Hi all, I'm one of the original authors of OpenNMT and an nlp prof, always nice to see it trending :). I work with Hugging Face (https://huggingface.co/) now, we do similar things for NLP generally as well as supporting NMT applications.
I noticed that your swift libraries will be ready so that refined attention based models can be put on device for iOS . Will you also support android also ?
Looks cool, but it hasn't been updated in a bit and as they note, the Torch framework is no longer maintained. There is a PyTorch alternative that appears more active: https://github.com/OpenNMT/OpenNMT-py.
As someone who has work with all three NLP toolkit: huggingface, openmt-py and fairseq. I always have trouble juggling through the heavy abstraction of openmt-py.
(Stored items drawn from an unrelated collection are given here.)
PR #2704, opened 2023-02-13
Add output formatting for arrays on staffviewarray

natecollins:
Replace the print_r() formatting used on staffviewarray with an array renderer that outputs arrays in a YAML-like structure.

Also fixes issue where first-level array keys for field values were not being output.

TODO
- [x] Rename citation CSS class to staff-view in a separate PR after this is merged


natecollins:
Also, here's an example of the updated formatting: https://catalog-prod.lib.msu.edu/EdsRecord/edsagr,edsagr.US19900006166#details

module/VuFind/tests/unit-tests/src/VuFindTest/View/Helper/Root/PrintArrayHtmlTest.php
```diff
@@ -0,0 +1,199 @@
+<?php
```
demiankatz, line 1: There's an associated .PrintArrayHtmlTest.php.swp above which I suspect was committed inadvertently. Do you mind deleting that?

themes/bootstrap3/templates/RecordTab/staffviewarray.phtml
```diff
@@ -8,9 +8,13 @@
     <tr>
       <th><?=$this->escapeHtml($field)?></th>
       <td>
-        <?php foreach ((array)$values as $value): ?>
-          <?=$this->escapeHtml(is_array($value) ? print_r($value, true) : $value)?><br />
-        <?php endforeach; ?>
+        <?php
+          $values = (array)$values;
+          if (count($values) == 1 && is_int(array_key_first($values))) {
```
demiankatz: What is the purpose of this special case? It seems to me that if $values is ever a non-array value, it will get cast to an array and then shifted back into a non-array. Is this intentional?

module/VuFind/src/VuFind/View/Helper/Root/PrintArrayHtml.php
```diff
@@ -0,0 +1,83 @@
...
+     * Function uses recursion to achieve desired results, so entry can be
+     * either an array or a value to display.
+     *
+     * @param array|string $entry       An array or string to output
+     * @param int          $indentLevel How many spaces to indent output
+     * @param bool         $indentFirst Should first item in array be indented
+     *
+     * @return string                   The formatted HTML for output
+     */
+    public function __invoke($entry, $indentLevel=0, $indentFirst=true)
```
demiankatz: Minor nitpick but I'd put spaces around the = signs here for consistency of style.

demiankatz (changes requested):
Thanks for sharing this, @natecollins, it looks great! Just a few minor comments/questions.

module/VuFind/tests/unit-tests/src/VuFindTest/View/Helper/Root/PrintArrayHtmlTest.php
natecollins: Ah! Yes, obvious mistake on my part. Will correct it. And unless there is an objection, I'd like to add Vim swap files to the .gitignore (separate from this PR, of course).

themes/bootstrap3/templates/RecordTab/staffviewarray.phtml
natecollins: I wasn't sure why the cast to array was there before, so I left it in assuming it had a purpose.

Previously, all keys for arrays at the top level were not being displayed, whether integer or string. The above still removes the extra indentation level if there is only a single integer key (avoiding the extra indentation for the whole block of array data, like before), but will now show string key values in the output. Also, for arrays with multiple integer keys, it will add the hyphen to show when the next array value begins.

I made an assumption was that top-level keys being hidden previously was to avoid the common case of having single integer top-level key and wanting to skip displaying it. The above code was trying to preserve that.

demiankatz: The previous (array) cast was useful because it allowed us to iterate in a foreach loop over a value whether or not it was an array. Since the loop has been eliminated, I think you could probably now safely remove the cast, and instead just add an `is_array($values)` condition to the beginning of your if statement. That might make the code slightly more straightforward by eliminating the case where we create and then immediately unpack an array.

natecollins: Thanks for explaining, Demian. That makes a lot of sense. I've updated the branch; let me know if there is anything else that could be improved.

demiankatz (approved):
Thanks again, @natecollins! I think this is in good shape now, though I do wonder if we might be able to come up with a better name for the helper than PrintArrayHtml, since the helper can print non-array values too. Maybe FormatDataAsHtml? I'm going to ask for reviews from a couple of others in case they have further ideas! :-)

natecollins:
No problem, Demian! And thank you for your feedback. I also struggled with the name. Whatever the others decide to change it to is fine by me.

module/VuFind/src/VuFind/View/Helper/Root/PrintArrayHtml.php
```diff
@@ -0,0 +1,83 @@
...
+                // Increase indent if entering new array
+                $nextIndentLevel = is_array($value) ? $indentLevel + 2 : 0;
+                // Indent first line in values unless we're continuing from hypen
+                $nextIndentFirst = !is_int($key) || !is_array($value);
+
+                if (is_int($key)) {
+                    // Integer keyed arrays use a hypen list
+                    $html .= "&ndash;&ensp;";
+                } else {
+                    $html .= "<strong>" . $this->view->escapeHtml($key) .
```
EreMaijala: I'd use a span with a class here and format it with css. That'd allow for customized look depending on needs.

module/VuFind/src/VuFind/View/Helper/Root/PrintArrayHtml.php
```diff
@@ -0,0 +1,83 @@
...
+        $html = "";
+        if (is_array($entry)) {
+            foreach ($entry as $key => $value) {
+                if ($indentFirst || $key != array_key_first($entry)) {
+                    $html .= str_repeat("&ensp;", $indentLevel);
+                }
+
+                // Increase indent if entering new array
+                $nextIndentLevel = is_array($value) ? $indentLevel + 2 : 0;
+                // Indent first line in values unless we're continuing from hypen
```
EreMaijala: hyphen?

module/VuFind/src/VuFind/View/Helper/Root/PrintArrayHtml.php
```diff
@@ -0,0 +1,83 @@
...
+                $nextIndentFirst = !is_int($key) || !is_array($value);
+
+                if (is_int($key)) {
+                    // Integer keyed arrays use a hypen list
```
EreMaijala: hyphen?

module/VuFind/src/VuFind/View/Helper/Root/PrintArrayHtml.php
```diff
@@ -0,0 +1,83 @@
...
+                    $html .= "&ndash;&ensp;";
+                } else {
+                    $html .= "<strong>" . $this->view->escapeHtml($key) .
+                             ":</strong> " . (is_array($value) ? "<br/>\n" : "");
+                }
+
+                $html .= $this->__invoke($value, $nextIndentLevel, $nextIndentFirst);
+            }
+        } else {
+            $html = $this->view->escapeHtml($entry) . "<br/>\n";
```
EreMaijala: I'd also enclose the entry in a span so that css could be applied to it.

EreMaijala (changes requested):
@natecollins @demiankatz No doubt this is a huge improvement for EDS, but for non-hierarchical records (like Solr), I'm not sure. All the dashes for multivalued fields make the result a bit cluttered. Also the fact that the current indentation mechanism requires monospace font for good results indicates that this should probably use proper lists (`<ul>`) or css for indentation. I won't hold this up for this, however, since it's not critical in any way. But I flagged a couple of minor things I'd like to see.

demiankatz:
Thanks, @EreMaijala, all good points! I was thinking that as a replacement for a direct `print_r` this was clearly an improvement, but I hadn't considered the impact on flatter structures. One possibility could be to simply introduce the helper less aggressively -- just replace the print_r with the helper call instead of changing the way all data gets displayed. Another could be to make the helper omit hyphens at the top level.

I also agree that using `<ul>` and CSS would be a more elegant approach. @natecollins, let me know if you need any more specific advice about that (i.e. if you haven't worked with our LESS before and need some tips on getting started).

crhallberg (approved):
I am happy to commit this as is, but I have a few thoughts for future improvements.

1. The code might be neater and simpler with the `makeTag` helper. We have plans to apply this helper throughout the code in the near future, so it can be handled then.

2. Semantically, I think this would work better as a [definition list](https://benmyers.dev/blog/on-the-dl/). This would require more styling and wrapping code so it is not a requirement, and can likely be handled with the `makeTag` refactor.

natecollins:
Thanks for all the feedback! I've addressed most of the issues raised in the latest revision, including:
* Flat arrays are no longer hyphenated
* Use of the `makeTag` (this is a handy little helper!)

I have not yet converted the structure to be `ul` or `dl` based. I like the idea, but may need a rewrite to accomplish. I can tinker with that in my spare time, but I'll temporarily be on another dev team starting tomorrow for around a month, so it might be a while before I have something.

themes/bootstrap3/templates/RecordTab/staffviewarray.phtml
```diff
@@ -8,9 +8,12 @@
...
       <th><?=$this->escapeHtml($field)?></th>
       <td>
-        <?php foreach ((array)$values as $value): ?>
-          <?=$this->escapeHtml(is_array($value) ? print_r($value, true) : $value)?><br />
-        <?php endforeach; ?>
+        <?php
+          if (is_array($values) && count($values) == 1 && is_int(array_key_first($values))) {
+            $values = array_shift($values);
+          }
+        ?>
```
demiankatz: Do we need this special array_shift case anymore? It looks to me like with your latest changes, a flat value and a single-valued array actually display the same -- i.e.

```
        <?=$this->printArrayHtml("Foo")?>
```

and

```
        <?=$this->printArrayHtml(["Foo"])?>
```

look exactly the same to me.

demiankatz (changes requested):
Thanks, @natecollins, I think this is looking really good now -- the standard Solr case looks exactly the same before and after your change, and the EDS case is greatly improved, so this seems like it can only be considered a step in the right direction.

As noted earlier, we can probably do this with better, more semantic HTML, but I don't mind merging this as an incremental step, and we can revisit it again in the future when time permits.

One other side note that perhaps @crhallberg or @EreMaijala will have an idea about: why do we call the class used for staff view "citation"? This doesn't seem very appropriate, and strangely, our actual citations don't use the citation class. Maybe we should rename this to something more meaningful (or at least note this as an obvious improvement we can make in our future theme).

For now, there's just one easy simplification I'd like to propose before merging...

themes/bootstrap3/templates/RecordTab/staffviewarray.phtml
natecollins: Quite true! It's not needed anymore as that case is handled within the helper now. It's been corrected; I also added passing it a string value into the unit tests.

demiankatz (approved):
Thanks again, @natecollins! I think this is in a state where it can be merged, though I still wonder if we could improve the helper name. What about something simple like `RenderDataStructure` or `RecursiveRender`?

I'll request a re-review from @EreMaijala so he can clear his pending review (which I believe is now fully resolved) and perhaps chime in with thoughts on naming.

crhallberg:
> why do we call the class used for staff view "citation"?

That doesn't seem right, in fact it's misleading! I think something like `staff-view` would be better.

([the line of code in question](https://github.com/vufind-org/vufind/pull/2704/files#diff-76d27d14e7cecf74dbd7bd124d177ce4eadf4b850564c12fd7e6d2f435951d2eR5))

demiankatz:
Thanks, @crhallberg -- I've added a TODO to the top of this PR to remind us to open a separate PR to address the badly-named class after this gets merged. I think that's better than trying to address two unrelated issues in this single PR. :-)

EreMaijala (approved):
Looks good to me. Still wondering if it would make sense to use a monospaced font in the EDS staff view by default, but it works quite alright as is. I actually prefer the current name `printArrayHtml` over the other options for being less abstract.

demiankatz:
Thanks, @EreMaijala -- if the current naming is good enough for you, I won't waste people's time trying to change it. :-) I've merged this and begun #2714 as a place to complete follow-up work discussed here (and discovered subsequently).

PR #2705, opened 2023-02-13
Add Vim swap files to .gitignore

natecollins:


demiankatz (approved):
Thanks, @natecollins!

PR #123, opened 2022-10-24
The table of interface can be sparse

dinosaure:
Currently, we assume that the last ID of interfaces is equal to the number of interfaces available. But the documentation on FreeBSD and Linux say that the table of interface can be sparse. This patch is a naive one which try any ID until we found what we want or we discover all interfaces available.

The patch fix an issue on Linux (EMFILE) and properly close the `nl_socket` in any situation (even if the function fails).

### DIFF
--- a/stats/albatross_stats_stubs.c
+++ b/stats/albatross_stats_stubs.c
@@ -229,10 +229,14 @@ CAMLprim value vmmanage_sysctl_ifcount(value unit) {
   if (err < 0)
     uerror("nl_connect", Nothing);
   err = rtnl_link_alloc_cache(nl_sock, AF_UNSPEC, &link_cache);
-  if (err < 0)
+  if (err < 0) {
+    nl_close(nl_sock);
     uerror("rtnl_link_alloc_cache", Nothing);
+  }
+  long items = nl_cache_nitems(link_cache);
+  nl_close(nl_sock);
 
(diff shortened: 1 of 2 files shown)


stats/albatross_stats_stubs.c
```diff
@@ -229,10 +229,14 @@ CAMLprim value vmmanage_sysctl_ifcount(value unit) {
   if (err < 0)
     uerror("nl_connect", Nothing);
   err = rtnl_link_alloc_cache(nl_sock, AF_UNSPEC, &link_cache);
-  if (err < 0)
+  if (err < 0) {
+    nl_close(nl_sock);
     uerror("rtnl_link_alloc_cache", Nothing);
+  }
+  long items = nl_cache_nitems(link_cache);
```
reynir, line 236:
```suggestion
  long nitems = nl_cache_nitems(link_cache);
```

hannesm:
I'd prefer two options:
- in sysctl_ifcounr return the highest index that is available (as done on FreeBSD) - but it seems there's no easy path to that (apart from iterating over the entire cache)
- use a different C stub and call the rtnl_link_get_by_nane, and avoid the index dance (that seems to be not necessary on Linux anyways)

hannesm:
please take a look (and eventually try it out #124) :) thanks (also for closing the netlink sockets).

hannesm:
included and merged as #125

PR #125, opened 2022-10-24
Use get_ifindex_by_name

reynir:
This is an alternative to #123 and #124 that expects from the C stubs a function `get_ifindex_by_name`. This simplifies the OCaml code, and allows us to use `rtnl_link_get_by_name` on Linux, and on FreeBSD the ifindex dance is moved to the C stub.

### DIFF
--- a/stats/albatross_stats_stubs.c
+++ b/stats/albatross_stats_stubs.c
@@ -297,16 +297,19 @@ CAMLprim value vmmanage_sysctl_ifdata(value num) {
   if (nl_sock == 0)
     uerror("nl_socket_alloc", Nothing);
   err = nl_connect(nl_sock, NETLINK_ROUTE);
-  if (err < 0)
+  if (err < 0) {
+    nl_socket_free(nl_sock);
     uerror("nl_connect", Nothing);
+  }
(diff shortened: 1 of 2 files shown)


stats/albatross_stats_stubs.c
```diff
@@ -150,23 +150,47 @@ CAMLprim value vmmanage_vmmapi_stats (value octx) {
...
+  name_ifcount[2] = NETLINK_GENERIC;
+  name_ifcount[3] = IFMIB_SYSTEM;
+  name_ifcount[4] = IFMIB_IFCOUNT;
+  dlen = sizeof(ifcount);
+
+  if (sysctl(name, nitems(name_ifcount), &ifcount, &dlen, NULL, 0) != 0)
     uerror("sysctl", Nothing);
 
-  CAMLreturn(Val_long(data));
+  for (int idx = 1; idx <= ifcount; idx++) {
```
hannesm, line 178: maybe smarter to go from last index (ifcount) to 1 (or 0?)? The intuition is that this code is called for newly created virtual machines, that use fresh tap devices, and I expect the tap device numbering to be linear and monotonically increasing.

dinosaure (approved):

reynir:
\o/ I'm happy with the much simpler code we have now.

PR #126, opened 2022-10-25
Remove includes that are not necessary

reynir:
They were introduced in a commit in #125 but were not removed when the code was changed. It builds on Linux.


hannesm (approved):
good to merge if CI is green

Issue #118, opened 2022-10-05
add a restart command


hannesm:
to start a running unikernel from the beginning

PR #128, opened 2022-10-28
Minimal support for macOS

samoht:
Enough to run `albatross-client-local` without errors.


hannesm:
Thanks, I added GitHub action on macos so that the compilation is at least tested.

samoht:
When do you think you could make a new release with this fix? Thanks

hannesm:
> When do you think you could make a new release with this fix? Thanks

The missing piece is #134, but it may be worth to think whether #118 and/or #129 is important enough. Likely this week. Thanks for asking.

PR #133, opened 2022-11-05
update rc scripts / systemd files with the revised dependency

hannesm:
the dependencies are inverted now between albatross-daemon and albatross-stats

### DIFF
--- a/packaging/FreeBSD/MANIFEST
+++ b/packaging/FreeBSD/MANIFEST
@@ -1,5 +1,5 @@
 name:         albatross
-version:      %%VERSION_NUM%%
+version:      "%%VERSION_NUM%%"
 origin:	      local/albatross
 comment:      Albatross: orchestrate and manage MirageOS unikernels with Solo5
 www:	      https://github.com/roburio/albatross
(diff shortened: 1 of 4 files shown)


packaging/FreeBSD/MANIFEST
```diff
@@ -1,5 +1,5 @@
 name:         albatross
-version:      %%VERSION_NUM%%
+version:      "%%VERSION_NUM%%"
```
hannesm, line 2: This avoids the (cirrus) CI issue `pkg: manifest parsing error: error while parsing <unknown>: line: 2, column: 14 - 'numeric value out of range', character: '6'`

According to the [documentation^Wparser](https://github.com/freebsd/pkg/blob/187d1b74fba5f1aa22fcb2e44b828b1ec96dc543/libpkg/pkg_manifest.c#L208-L209), this is an integer or a string. I tested with both `"1.5.2.20.g62e2313"` and `1.5.2.20.g62e2313`, the output is identical. The cirrus CI seems to clone with a depth of 1 and no tags, thus the VERSION_NUM will be `62e2313`.

reynir (approved):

For example in openmt-py you need to write fields, reader and raw datasets before you even load into their complex dataset class. Each item is heavily abstracted through several layers of classes. I understand this improve code reuse, but introduce a huge steep curve for newcomer.
Huggingface approach on the other hand is slightly more "messy" [2] but easier to understand and add your own tweak.
Main Versions (supported by folks at systran): https://github.com/OpenNMT/OpenNMT-tf https://github.com/opennmt/opennmt-py
Happy to answer any questions about NLP, neural models, open-source ML.